Sauron is only his lieutenant, but still a powerful being of course.
The Valar didn't abandon Men in the Third Age, that is why they sent the Istari - to aid the free peoples, but not to fight Sauron themselves. The Powers of the West basically wanted the free peoples to take a stand for themselves, but because Sauron was too great a foe for them to defeat him on their own, the Istari were sent to ME.


----------



## Celebthôl (Jan 26, 2003)

but they didnt even succed in the way that it took Hobbits and more luck than Mr Bilbo had to win, they may i guess have had a part in that, but it was running a very fine line, but with the Elves they sent the entire streangth of Valinor, for Men they sen wot, a Wizard it helped a little, but not like the full might of the Eldar...

Thôl


----------



## Ithrynluin (Jan 26, 2003)

Like I said, Sauron is NOT Morgoth. Don't look at the _numbers_ of persons that were sent to Middle Earth in the Third Age, look at _who_ came - Five powerful Maiar.
Saruman helped the White Council with his deep knowledge, and Gandalf did too. With joint forces, they drove Sauron out from Mirkwood.
But the most successful was of course Gandalf. Without him, Middle Earth would have been covered in darkness. He was the main "actor" in the resistance to Sauron, and his chief foe.
He was the leader of the Fellowship, he organized the Quest to Erebor, sacrificed himself in the fight with the Balrog...


----------



## Anamatar IV (Jan 26, 2003)

> _Originally posted by Celebthôl _
> *, but with the Elves they sent the entire streangth of Valinor, for Men they sen wot, a Wizard it helped a little, but not like the full might of the Eldar...
> 
> Thôl *



The Valar didn't just randomly go help, though. It took one of the greatest deeds in the world (a mortal man sailing to Aman) to get the Valar to lift the ban and help Beleriand.
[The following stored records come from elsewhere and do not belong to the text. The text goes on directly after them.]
PR #584, opened 2016-05-03
openssl: bump to 1.0.1t and 1.0.2h.

fbrosson:
* Bump versions.
* Use **`-e`** for **`sed`** to make the recipe more portable, since some systems have sed implementations that require it.
* Add **`cmd:cmp`** to BUILD_PREREQUIRES since **`make test`** needs it.

### DIFF
--- a/dev-libs/openssl/openssl-1.0.1t.recipe
+++ b/dev-libs/openssl/openssl-1.0.1t.recipe
@@ -17,7 +17,7 @@ COPYRIGHT="1995-1998 Eric Young
 LICENSE="OpenSSL"
 REVISION="1"
 SOURCE_URI="https://www.openssl.org/source/openssl-$portVersion.tar.gz"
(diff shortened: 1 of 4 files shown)


korli:
"since some systems have sed implementations that require it.", we don't intend to port any recipe to such a system, so why the trouble?

fbrosson:
If I'm not mistaken, it is possible to cross-build Haiku on FreeBSD. And, if I'm not mistaken again, sed on FreeBSD requires the **`-e`**. So if someone manages to use **`haikuports/haikuports`** from FreeBSD just like **`haikuports/haikuports.cross`** then there will be no missing **`-e`** for this recipe.
I undestarnd that making the change if there is no other change on a recipe is not a good idea. But since we're bumping a recipe I though it could be a good idea.
Of course, if you prefer to not have this change then I can remove it. Just let me know and I'll do so.

korli:
It certainly makes sense at haikuports.cross, but the recipes at haikuports aren't meant to build on FreeBSD (and won't ever).

fbrosson:
OK, fixed.

korli:
Thanks!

And also, when helping the Elves of Belerian the Valar also helped the Men.


----------



## Celebthôl (Jan 26, 2003)

well not really...i mean they could let any Man walk about in Valinor if they wanted, but whos war was it mainly?...um Elves, they started it...Men only got caught up in it and you have to admit that much! Men are so troden down by the Valar why?

Thôl


----------



## Eriol (Jan 27, 2003)

From what I gathered out of quotes of an interesting debate between Andreth (a woman) and Finrod written in one of the volumes of HoME that I don't have , the Valar were attracted to Elves because they were more like themselves, while Men were an 'unknown quantity', they did not quite know what to do with them, since they are mortal (and this is beyond their understanding, or at least was at first). But at that same dialogue it is said that men heard the Voice of Eru himself in their first generation, so it does not seem they were shortchanged.

Also, the Valar interfered in subtle ways in the War of the Ring besides sending the Istari. The dreams of Faramir/Boromir were probably Ulmo's doing, that unexpected wind that bore Aragorn to Minas Tirith and dispelled the darkness was probably a contribution from Manwë, and so on.


----------



## Arvedui (Jan 28, 2003)

I think we should be quite happy with the Valar not intervening directly. They did against Motgoth once, and:
"Goodbye Beleriand!"
And once against Sauron/Númenóreans:
"Goodbye Númenór!"

Isn't twice enough?
I guess they though so themselves, and that is why they sent the Istari to help out.
Actually I think this was rather smart of them. Send someone with cunning to help Men to get rid of Sauron, and in the course of that, establish a belief among Men that they were actually able to accomplish something good for themselves. To be able to fight evil and keep Middle-earth a good place to be, through their own actions.


----------



## Lantarion (Jan 28, 2003)

That's right, "Through their own actions". The Valar wanted Men to prove that they could still accomplish great, heroic deeds like the ones they did in the First Age, and that they didn't rely on the Valar to solve all their big problems.
Haha, Arvedui has a point; Ilúvatar seems to have gotten carried away both times he tried to help his Children. Maybe he was sick of blowing whole continents up.. And more importantly, answering to the insurance agencies..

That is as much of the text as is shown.